Mary, like the majority of organizations we’ve worked with, brings her enthusiasm for community-based research to every project we’ve been a part of. Through working with her, I’ve learned so much about different opportunities available to me after graduation, the non-profit and social enterprise sectors, and how to apply academic skills in authentic situations. As a graduate student, this has been crucial to my development as a research-practitioner, and I can imagine that other graduate students would also appreciate similarly immersive experiences in community-based research.

Reflections from Brianna Wilson

I applied to work at the Community Engaged Scholarship Institute (CESI) in May of 2019. As a current student in the Applied Social Psychology program at U of G, I have always had an interest in conducting research that has a direct impact on the community. I’ve also worked in the non-profit sector, which has provided me insight into how valuable evidence-based practices are. I was motivated to join CESI because their work invites me to combine my frontline experience and research skills to ultimately conduct work that betters the community through a social justice orientation.

I was hired along with Molly Contini; we were invited to work with Dr. Mary Ferguson, a Research Associate at CESI. This position differed slightly from the other Graduate Student Research Assistant positions because we worked directly with Mary on projects being done through her consulting company. We worked with a variety of community organizations on projects related to social enterprise development, domestic violence prevention, and food self-determination. Through working with these community partners, I learned a great deal about creating logic models and theories of change, how to conduct feasibility studies and needs assessments, and about the concept of social enterprise in general. Molly and I commonly worked on many projects simultaneously; I enjoyed this aspect quite a bit because I was always learning and diversifying my experiences. It also helped me to develop time and project management skills.

Though I’ve had the chance to work on a diverse array of projects, the most valuable experience thus far has been working on the evaluation planning of a domestic violence prevention program. This particular experience stuck out to me because we were able to work on the project from the very beginning and watch the progression and development of various elements, which was a great learning experience. This project is also quite complex; being involved in the development of the evaluation plan taught me a lot about project management, clear communication, and collaboration. Molly and I were also provided with the opportunity to conduct a literature review on risk assessment tools, and I hope that our work in this area helped to make a significant contribution to the project.

Working with Mary also taught me what success can look like with community-engaged research.

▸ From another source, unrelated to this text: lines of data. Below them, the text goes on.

PR #2596, opened 2024-07-18
SF-2749 Refactor scrolling to active verse

josephmyers:
- - -
This change is [Reviewable](https://reviewable.io/reviews/sillsdev/web-xforge/2596)

PR #2815, opened 2024-10-17
SF-3007 Add audio comments

RaymondLuong3:
This PR allows users to add audio to their comments. This re-uses the TextAndAudio component and replaces the old comment input with this component. Audio can be played back to users in the form of the single button audio player.

Audio comment full screen

Audio comment action on new line

- - -
This change is [Reviewable](https://reviewable.io/reviews/sillsdev/web-xforge/2815)


RaymondLuong3 (commented):
> *[Reviewable](https://reviewable.io/reviews/sillsdev/web-xforge/2815)* status: 15 of 18 files reviewed, 1 unresolved discussion (waiting on @kylebuss)

___
*[`src/SIL.XForge.Scripture/ClientApp/src/app/checking/checking/checking-answers/checking-comments/checking-comments.component.html` line 17 at r2](https://reviewable.io/reviews/sillsdev/web-xforge/2815#-O9V5V-U1mS0_kz46kRl:-O9Vqxow2Qrh0gG50Xe2:by8d68b) ([raw file](https://github.com/sillsdev/web-xforge/blob/e409a7cea803f8b1a89d64618bb711021e50ed39/src/SIL.XForge.Scripture/ClientApp/src/app/checking/checking/checking-answers/checking-comments/checking-comments.component.html#L17)):*

I can't decide if I like the single button player or if it should use the `app-checking-audio-player`. If we use the single button player and no text is entered I think we should have a default "Listen to the comment" similar what we do for a question.
</blockquote></details>

I like the suggestion for a placeholder text. How about this? 

___
*[`src/SIL.XForge.Scripture/ClientApp/src/app/checking/checking/checking-answers/checking-comments/checking-comments.component.ts` line 198 at r2](https://reviewable.io/reviews/sillsdev/web-xforge/2815#-O9V6ucL72R8hV3qXTMA:-O9Vr40i36NPyYvMe8Hs:bojsrp1) ([raw file](https://github.com/sillsdev/web-xforge/blob/e409a7cea803f8b1a89d64618bb711021e50ed39/src/SIL.XForge.Scripture/ClientApp/src/app/checking/checking/checking-answers/checking-comments/checking-comments.component.ts#L198)):*

See note above about adding a default comment when no text is present.
</blockquote></details>

Right, I added a placeholder text in the template. We don't want to add data directly to the objects.

kylebuss (approved):
:lgtm:

> *[Reviewable](https://reviewable.io/reviews/sillsdev/web-xforge/2815#-:-O9VrlS99wK5rR9E8HyK:bnfp4nl)* status: <span>:shipit:</span> complete! all files reviewed, all discussions resolved (waiting on @RaymondLuong3)

kylebuss (approved):
> *[Reviewable](https://reviewable.io/reviews/sillsdev/web-xforge/2815)* status: <span>:shipit:</span> complete! all files reviewed, all discussions resolved (waiting on @RaymondLuong3)

josephmyers (changes requested):
Good job adding the base feature. But there are a number of things missing from the wireframe, and we should implement those here, unless you have a specific for not doing so. I'll try to list them all here, but be sure to look there for yourself. Keep in mind the biggest consideration for Community Checking has to be checkers on mobile. Yes, admins on desktop are important, too, but we should be fitting their additional features around the core checking experience.

- For answers, Edit/Delete should be wrapped up into icons and placed on the same row as the avatar and date. For admin buttons, we could include them on that row, too, probably as icons. We could also only use icons on mobile (when space is limited) -- but it'd be simpler to just use icons (with tooltips).
- For comments, the name and date should display on the right (two rows), with Edit/Delete appearing to the left of them. For audio only, we can display all this on the same line as the audio player. When there's text, we should pop all this down to one row, below text and any audio.
- As part of the above work, I also recommend removing the placeholder text. That space is too valuable, and I think it would be confusing.
- Make sure the content is vertically centered. Currently, when the name and date take up two rows and the content is only one, the content is at the top, and it looks a little weird.
- Consider replacing the divider lines with alternating backgrounds. This would help us continue to move toward a more modern UX, if we could get it to look good.
- Any reason for not adding the comment icon from the design?


Also
- How difficult would it be to add a loading symbol while the audio is being uploaded? The interim between submission and display is noticeable, and it looks like a bug until it appears.
- You can't stop the audio once it starts playing. Tapping the stop button does nothing.

> *[Reviewable](https://reviewable.io/reviews/sillsdev/web-xforge/2815#-:-O9gYoy2AOuuoLOS1OSO:b-wxu594)* status: <span>:shipit:</span> complete! all files reviewed, all discussions resolved (waiting on @RaymondLuong3)

RaymondLuong3:
Here are the updated images

Comment no actions
Audio comment no actions

Audio comment with actions
Audio comment mobile

Audio comment full screen
Audio comment desktop

RaymondLuong3 (commented):
As for adding a loading symbol when comments are being uploaded, I think we should create a new issue for this since it affects questions, answers and comments. If we add a loading symbol it would make sense to add them in all 3 scenarios.

Thanks for the feedback, I didn't realize the balsamiq mock-up was a larger redesign and just implemented the audio comment part, but I really like the redesign and the update to using icons.

> *[Reviewable](https://reviewable.io/reviews/sillsdev/web-xforge/2815#-:-O9kro9eBZWO1CUGecVX:b-jcwsqh)* status: 14 of 22 files reviewed, all discussions resolved (waiting on @kylebuss)

josephmyers:
Man, I am getting a bizarre Auth0 exception on this branch, preventing me from launching. I've confirmed I can use master and other branches, but not this one. I highly doubt this is a problem with your branch, but I can't proceed until I can start the app. Will keep trying today
[exception_snippet.txt](https://github.com/user-attachments/files/17470305/exception_snippet.txt)

josephmyers (changes requested):
Cool, thanks for that turnaround time! I'm going to get a little picky with some of these comments, but it's important for this with how limited the space is.

- The Add Comment button hover is touching the divider

- Did you try removing the dividers in favor of the alternating (very light) background? Did it look bad?
- The Edit and Delete icons should be smaller. They should appear smaller than the audio player
- The Export and Archive buttons on the answers should probably be icons on mobile, at least. Right now, they're on their own row, and it looks a little strange.
- The author and date should be on top of one another, like they are for answers. They should all align on the right, which will help with the clarity of this section.
- Somewhat related, I don't think the author should be styled the exact same as the content itself. We could do better to break up the sameness
- When the text is small, Edit and Delete appear on the same line as it. The only time these two should not be in the bottom left is for audio only.


This is all I have seen so far. Thanks for hanging in there

> Reviewed 1 of 8 files at r5, all commit messages.
> *[Reviewable](https://reviewable.io/reviews/sillsdev/web-xforge/2815#-:-O9mIvfRCVO6IdHAg_s2:bro020x)* status: 15 of 22 files reviewed, 1 unresolved discussion (waiting on @kylebuss and @RaymondLuong3)

___
*[`src/SIL.XForge.Scripture/ClientApp/src/app/checking/checking/checking-answers/checking-comments/checking-comments.component.html` line 58 at r6](https://reviewable.io/reviews/sillsdev/web-xforge/2815#-O9mJaa16E1N8gliN6tF:-O9mJaa16E1N8gliN6tG:b-gevblk) ([raw file](https://github.com/sillsdev/web-xforge/blob/b323a580a2b094265f70b3443e08066e466689c8/src/SIL.XForge.Scripture/ClientApp/src/app/checking/checking/checking-answers/checking-comments/checking-comments.component.html#L58)):*
> ```HTML
>       }
>       @if (commentFormVisible && activeComment?.dataId === comment.dataId) {
>         <app-checking-comment-form
> ```

Nathaniel made the good point that this component (form) is really similar to the answers form. We should consider reusing this form for the answers. Obviously there will be some minor differences, but we can pass those variables in as parameters. Some things can just align, e.g. "Save comment" can become "Save"

Here are some things I notice that will need to be parameterized:
- Attach verses, enabled/disabled
- Input box height
- Input box default text

I'm open to discussion on this at a conceptual level. There is a risk that there will be enough differences in the future that we overcomplicate things by trying to share this code. However, I lean more toward sharing, as I don't foresee many differences upcoming.

RaymondLuong3 (commented):
Thanks for the feedback. I believe I have addressed most of the comments. I added the alternating background between comments, I'm not entirely sold but it works.
The flag for review and resolve buttons I left as is. Since this is only visible to admins, I didn't want to do too much. Their role is fundamentally different from the edit/delete button and I thought it would warrant being text buttons rather than icon buttons. Plus, there background colour when they are selected doesn't look very good if converted to icon buttons.
I didn't update the author styling. We can do that in a follow up if desired.

I also took the time to update the answer form to use the comment form. I like that we can pull combine the behaviour of the forms into one form. I like the result but we should be careful to do testing to ensure all features continue to work. I'll comment on the Jira card to look for regressions.

> *[Reviewable](https://reviewable.io/reviews/sillsdev/web-xforge/2815#-:-OA4fDiw8o57d6gte4em:b-qbsu7e)* status: 9 of 29 files reviewed, 1 unresolved discussion (waiting on @josephmyers and @kylebuss)

___
*[`src/SIL.XForge.Scripture/ClientApp/src/app/checking/checking/checking-answers/checking-comments/checking-comments.component.html` line 58 at r6](https://reviewable.io/reviews/sillsdev/web-xforge/2815#-O9mJaa16E1N8gliN6tF:-OA4g_5qCGLdccE6eE2f:b-hr7w1g) ([raw file](https://github.com/sillsdev/web-xforge/blob/b323a580a2b094265f70b3443e08066e466689c8/src/SIL.XForge.Scripture/ClientApp/src/app/checking/checking/checking-answers/checking-comments/checking-comments.component.html#L58)):*

Nathaniel made the good point that this component (form) is really similar to the answers form. We should consider reusing this form for the answers. Obviously there will be some minor differences, but we can pass those variables in as parameters. Some things can just align, e.g. "Save comment" can become "Save"

Here are some things I notice that will need to be parameterized:
- Attach verses, enabled/disabled
- Input box height
- Input box default text

I'm open to discussion on this at a conceptual level. There is a risk that there will be enough differences in the future that we overcomplicate things by trying to share this code. However, I lean more toward sharing, as I don't foresee many differences upcoming.
</blockquote></details>

Yep, it was definitely not trivial, but in the long term I think combining the forms was worth the effort.

josephmyers (changes requested):
Cool, man, thanks for your work on this. It's getting there! Some general comments:

- We really should be styling the author name for this. Just take the author's font size down a smidge. Try using the same font size as the date, but not changing anything else.
- Author name should be right aligned.
- Rename the "comment form" component + files to not specify comments anymore.
- Sometimes the alternating background doesn't appear. Really weird

Screenshot of mobile as an observer:


> Reviewed 2 of 19 files at r7, all commit messages.
> *[Reviewable](https://reviewable.io/reviews/sillsdev/web-xforge/2815#-:-OAGF2z88qTmF4jRvdaK:b-yzft4)* status: 11 of 29 files reviewed, 11 unresolved discussions (waiting on @kylebuss and @RaymondLuong3)

___
*[`src/SIL.XForge.Scripture/ClientApp/src/app/checking/checking/checking-global-vars.scss` line 15 at r7](https://reviewable.io/reviews/sillsdev/web-xforge/2815#-OAGKYvaAxrKqwYvjwhB:-OAGKYvaAxrKqwYvjwhC:b428q7c) ([raw file](https://github.com/sillsdev/web-xforge/blob/8ec1e4138f82d108892c52072e53cb99487d979a/src/SIL.XForge.Scripture/ClientApp/src/app/checking/checking/checking-global-vars.scss#L15)):*
> ```SCSS
> $borderColor: rgba(0, 0, 0, 0.1);
> $notifyUser: $errorColor;
> $shadedBackgroundColor: $borderColor;
> ```

The alternating background should not be the same color as the border. It needs to be lighter, aesthetically and for the theoretical use case where it's used in conjunction with borders. How about alpha 0.05?
___
*[`src/SIL.XForge.Scripture/ClientApp/src/app/checking/checking/checking-answers/checking-answers.component.html` line 52 at r7](https://reviewable.io/reviews/sillsdev/web-xforge/2815#-OAGAA-nEJ5C46aEReDC:-OAGAA-nEJ5C46aEReDD:b-ee1pzs) ([raw file](https://github.com/sillsdev/web-xforge/blob/8ec1e4138f82d108892c52072e53cb99487d979a/src/SIL.XForge.Scripture/ClientApp/src/app/checking/checking/checking-answers/checking-answers.component.html#L52)):*
> ```HTML
>       } @else {
>         <div id="answer-form">
>           <app-checking-comment-form
> ```

I get this when tapping Add Answer (I'm on Dev Tools mobile)

___
*[`src/SIL.XForge.Scripture/ClientApp/src/app/checking/checking/checking-answers/checking-answers.component.scss` line 1 at r7](https://reviewable.io/reviews/sillsdev/web-xforge/2815#-OAGBxC996JKUWM-ePbQ:-OAGBxC996JKUWM-ePbR:badydu7) ([raw file](https://github.com/sillsdev/web-xforge/blob/8ec1e4138f82d108892c52072e53cb99487d979a/src/SIL.XForge.Scripture/ClientApp/src/app/checking/checking/checking-answers/checking-answers.component.scss#L1)):*
> ```SCSS
> @use 'src/variables';
> ```

In this file is a border-bottom rule which adds a divider between the answer and any comments. We should remove this. Then the only place that uses dividers will be between answers
___
*[`src/SIL.XForge.Scripture/ClientApp/src/app/checking/checking/checking-answers/checking-comment-form/checking-comment-form.component.html` line 7 at r7](https://reviewable.io/reviews/sillsdev/web-xforge/2815#-OAGAjVkCknWERzW5epK:-OAGAjVkCknWERzW5epL:b4qupvt) ([raw file](https://github.com/sillsdev/web-xforge/blob/8ec1e4138f82d108892c52072e53cb99487d979a/src/SIL.XForge.Scripture/ClientApp/src/app/checking/checking/checking-answers/checking-comment-form/checking-comment-form.component.html#L7)):*
> ```HTML
>       appAutofocus
>       [input]="textAndAudioInput"
>       [textLabel]="t('your_comment')"
> ```

Says Your Comment for answers. Needs to be parameterized
___
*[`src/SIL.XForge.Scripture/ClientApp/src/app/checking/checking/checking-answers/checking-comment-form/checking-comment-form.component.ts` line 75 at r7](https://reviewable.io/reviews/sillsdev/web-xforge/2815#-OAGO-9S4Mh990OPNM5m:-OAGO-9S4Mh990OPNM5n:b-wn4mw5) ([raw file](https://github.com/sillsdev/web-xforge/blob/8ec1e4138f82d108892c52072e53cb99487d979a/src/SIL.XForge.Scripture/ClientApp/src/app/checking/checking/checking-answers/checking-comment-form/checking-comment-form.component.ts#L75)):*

From my experience, success can take many different forms depending on the community partner and the project at hand. For instance, success could mean publishing a report and disseminating important information that resulted from the research. It could also include making a positive impact on/for/with community members or clients of a community partner. Alternatively, success might involve improving a program or agency more directly. While assisting with various projects through CESI, I have been fortunate enough to witness success in many of its forms.

If I could leave some advice for future students working in this position, I would recommend coming into the space with an open mind. As graduate students, we tend to narrowly focus on one research topic and devote ourselves to that field. Working with Mary and CESI provides students with the opportunity to learn about a multitude of topics and research areas and gain experience working with a variety of community organizations. I suggest making the most out of every experience and savouring moments in which you are learning a new skill or about a new topic.